Data provided

PR #38958, opened 2024-11-12
Allow powers of SignGroup elements to live in other parents

behackl:
A `SignGroup` is used as an auxiliary construct in the context of [asymptotic expansions](https://doc.sagemath.org/html/en/reference/asymptotic/sage/rings/asymptotic/asymptotic_ring.html) to split the growth of terms like `(-2)^n * n^42` into, essentially, `2^n * n^42 * (-1)^n` that lives in a cartesian product `QQ^n * n^QQ  * Signs^n`.

In the current implementation of `Sign.__pow__`, the power is computed using the raw data (essentially, `int ** whatever`) and then an attempt is made to push the result back into `SignGroup`. This changes this behavior to still attempt the conversion -- but if it fails while the raw operation itself was successful, the result living in some other parent not coercing back to `SignGroup` is returned.

Simple example:

```py
sage: from sage.groups.misc_gps.argument_groups import SignGroup
sage: S = SignGroup()
sage: x = SR.var('x')
sage: S(-1)^x  # this fails on develop
(-1)^x
sage: _.parent()
Symbolic Ring
```

For asymptotic expansions, this fixes an issue preventing substitutions in expansions with terms that involve, e.g., `(-1)^n`.

### :memo: Checklist

### DIFF
--- a/src/sage/groups/misc_gps/argument_groups.py
+++ b/src/sage/groups/misc_gps/argument_groups.py
@@ -1474,10 +1474,9 @@ class Sign(AbstractArgument):
         result = self._element_ ** exponent
         P = self.parent()
         try:
-            result = P.element_class(P, self._element_ ** exponent)
+            return P.element_class(P, result)
         except (ValueError, TypeError):
-            pass
-        return result
+            return result
 
     def __invert__(self):
         r"""
--- a/src/sage/groups/misc_gps/argument_groups.py
+++ b/src/sage/groups/misc_gps/argument_groups.py
@@ -1461,6 +1461,15 @@ class Sign(AbstractArgument):
             1
             sage: S(-1)^3  # indirect doctest
             -1
+
+        Check that the results may live in other parents too::
+
+            sage: x = SR.var('x')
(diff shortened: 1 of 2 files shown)


src/sage/groups/misc_gps/argument_groups.py
```diff
@@ -1461,9 +1461,23 @@ def __pow__(self, exponent):
...
+            (-1)^x
+            sage: elem.parent()
+            Symbolic Ring
+
         """
+        result = self._element_ ** exponent
         P = self.parent()
-        return P.element_class(P, self._element_ ** exponent)
+        try:
+            result = P.element_class(P, self._element_ ** exponent)
```
fchapoton: why recompute the power ? and maybe use "return" in the try ?

behackl: You are absolutely right, I changed the code in haste and missed replacing the argument. Fixed via c431e2cd15f.

fchapoton (approved):
ok, looks good enough, although maybe not very kosher in term of the coercion model

PR #38961, opened 2024-11-13
Iteration over infinite abelian groups

### LINKED ISSUE #30751: Iteration over infinite abelian groups
<div id="comment:0"></div>

Given an AbelianGroup with infinite order generators the `__iter__` method silently returns an empty iterator.

```
sage: for a in AbelianGroup(1,[0]):
....:     print(a)
```
gives no output.

Either an error should be raised (like for the list method), or ideally an iterator over all elements (by lexicographic order of the powers of generators should be returned, as for

```
sage: for a in ZZ:
....:     print(a)
....:     if a^2 + a == 30:
....:         break
```

Component: **group theory**

_Issue created by migration from https://trac.sagemath.org/ticket/30751_

DaveWitteMorris:
Fixes #30751.

This PR adds code to the `__iter__` method of `AbelianGroup` to handle infinite groups. For backward compatibility (and because the finite case is simpler and probably more efficient), the code for the finite case has been retained.

### :memo: Checklist


src/sage/groups/abelian_gps/abelian_group.py
```diff
@@ -1301,10 +1301,27 @@ def __iter__(self):
...
+        if 0 not in invs:
+            # The group is finite
+            for t in mrange(invs):
+                yield self(t)
+        else:
+            # A similar approach works for infinite groups.
+            # (This would also work for finite groups, but is more complicated.)
+            from sage.misc.mrange import cantor_product
+            for t in cantor_product(*[range(n) if n > 0 else ZZ for n in invs]):
+                yield self(t)
```
mantepse: I think that this can be simplified slightly:
```suggestion
        if 0 not in invs:
            # The group is finite
            yield from map(self, mrange(invs))
        else:
            # A similar approach works for infinite groups.
            # (This would also work for finite groups, but is more complicated.)
            from sage.misc.mrange import cantor_product
            yield from map(self, cantor_product(*[range(n) if n else ZZ for n in invs]))
```

I suppose that negative orders should not be allowed, although:
```
sage: G = AbelianGroup([-4])
sage: G.cardinality()
-4
```

DaveWitteMorris: I agree that your code is an improvement, so I made the changes. (At least, I think I did, but I don't really understand github.)

DaveWitteMorris: I opened issue #38967 to correct the problem with negative orders.

mantepse (approved):
Perfekt!

DaveWitteMorris:
Thanks for the review and your comments!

To do
Exactly as written, give the records again.

Result of the task
PR #38958, opened 2024-11-12
Allow powers of SignGroup elements to live in other parents

behackl:
A `SignGroup` is used as an auxiliary construct in the context of [asymptotic expansions](https://doc.sagemath.org/html/en/reference/asymptotic/sage/rings/asymptotic/asymptotic_ring.html) to split the growth of terms like `(-2)^n * n^42` into, essentially, `2^n * n^42 * (-1)^n` that lives in a cartesian product `QQ^n * n^QQ  * Signs^n`.

In the current implementation of `Sign.__pow__`, the power is computed using the raw data (essentially, `int ** whatever`) and then an attempt is made to push the result back into `SignGroup`. This changes this behavior to still attempt the conversion -- but if it fails while the raw operation itself was successful, the result living in some other parent not coercing back to `SignGroup` is returned.

Simple example:

```py
sage: from sage.groups.misc_gps.argument_groups import SignGroup
sage: S = SignGroup()
sage: x = SR.var('x')
sage: S(-1)^x  # this fails on develop
(-1)^x
sage: _.parent()
Symbolic Ring
```

For asymptotic expansions, this fixes an issue preventing substitutions in expansions with terms that involve, e.g., `(-1)^n`.

### :memo: Checklist

### DIFF
--- a/src/sage/groups/misc_gps/argument_groups.py
+++ b/src/sage/groups/misc_gps/argument_groups.py
@@ -1474,10 +1474,9 @@ class Sign(AbstractArgument):
         result = self._element_ ** exponent
         P = self.parent()
         try:
-            result = P.element_class(P, self._element_ ** exponent)
+            return P.element_class(P, result)
         except (ValueError, TypeError):
-            pass
-        return result
+            return result
 
     def __invert__(self):
         r"""
--- a/src/sage/groups/misc_gps/argument_groups.py
+++ b/src/sage/groups/misc_gps/argument_groups.py
@@ -1461,6 +1461,15 @@ class Sign(AbstractArgument):
             1
             sage: S(-1)^3  # indirect doctest
             -1
+
+        Check that the results may live in other parents too::
+
+            sage: x = SR.var('x')
(diff shortened: 1 of 2 files shown)


src/sage/groups/misc_gps/argument_groups.py
```diff
@@ -1461,9 +1461,23 @@ def __pow__(self, exponent):
...
+            (-1)^x
+            sage: elem.parent()
+            Symbolic Ring
+
         """
+        result = self._element_ ** exponent
         P = self.parent()
-        return P.element_class(P, self._element_ ** exponent)
+        try:
+            result = P.element_class(P, self._element_ ** exponent)
```
fchapoton: why recompute the power ? and maybe use "return" in the try ?

behackl: You are absolutely right, I changed the code in haste and missed replacing the argument. Fixed via c431e2cd15f.

fchapoton (approved):
ok, looks good enough, although maybe not very kosher in term of the coercion model

PR #38961, opened 2024-11-13
Iteration over infinite abelian groups

### LINKED ISSUE #30751: Iteration over infinite abelian groups
<div id="comment:0"></div>

Given an AbelianGroup with infinite order generators the `__iter__` method silently returns an empty iterator.

```
sage: for a in AbelianGroup(1,[0]):
....:     print(a)
```
gives no output.

Either an error should be raised (like for the list method), or ideally an iterator over all elements (by lexicographic order of the powers of generators should be returned, as for

```
sage: for a in ZZ:
....:     print(a)
....:     if a^2 + a == 30:
....:         break
```

Component: **group theory**

_Issue created by migration from https://trac.sagemath.org/ticket/30751_

DaveWitteMorris:
Fixes #30751.

This PR adds code to the `__iter__` method of `AbelianGroup` to handle infinite groups. For backward compatibility (and because the finite case is simpler and probably more efficient), the code for the finite case has been retained.

### :memo: Checklist


src/sage/groups/abelian_gps/abelian_group.py
```diff
@@ -1301,10 +1301,27 @@ def __iter__(self):
...
+        if 0 not in invs:
+            # The group is finite
+            for t in mrange(invs):
+                yield self(t)
+        else:
+            # A similar approach works for infinite groups.
+            # (This would also work for finite groups, but is more complicated.)
+            from sage.misc.mrange import cantor_product
+            for t in cantor_product(*[range(n) if n > 0 else ZZ for n in invs]):
+                yield self(t)
```
mantepse: I think that this can be simplified slightly:
```suggestion
        if 0 not in invs:
            # The group is finite
            yield from map(self, mrange(invs))
        else:
            # A similar approach works for infinite groups.
            # (This would also work for finite groups, but is more complicated.)
            from sage.misc.mrange import cantor_product
            yield from map(self, cantor_product(*[range(n) if n else ZZ for n in invs]))
```

I suppose that negative orders should not be allowed, although:
```
sage: G = AbelianGroup([-4])
sage: G.cardinality()
-4
```

DaveWitteMorris: I agree that your code is an improvement, so I made the changes. (At least, I think I did, but I don't really understand github.)

DaveWitteMorris: I opened issue #38967 to correct the problem with negative orders.

mantepse (approved):
Perfekt!

DaveWitteMorris:
Thanks for the review and your comments!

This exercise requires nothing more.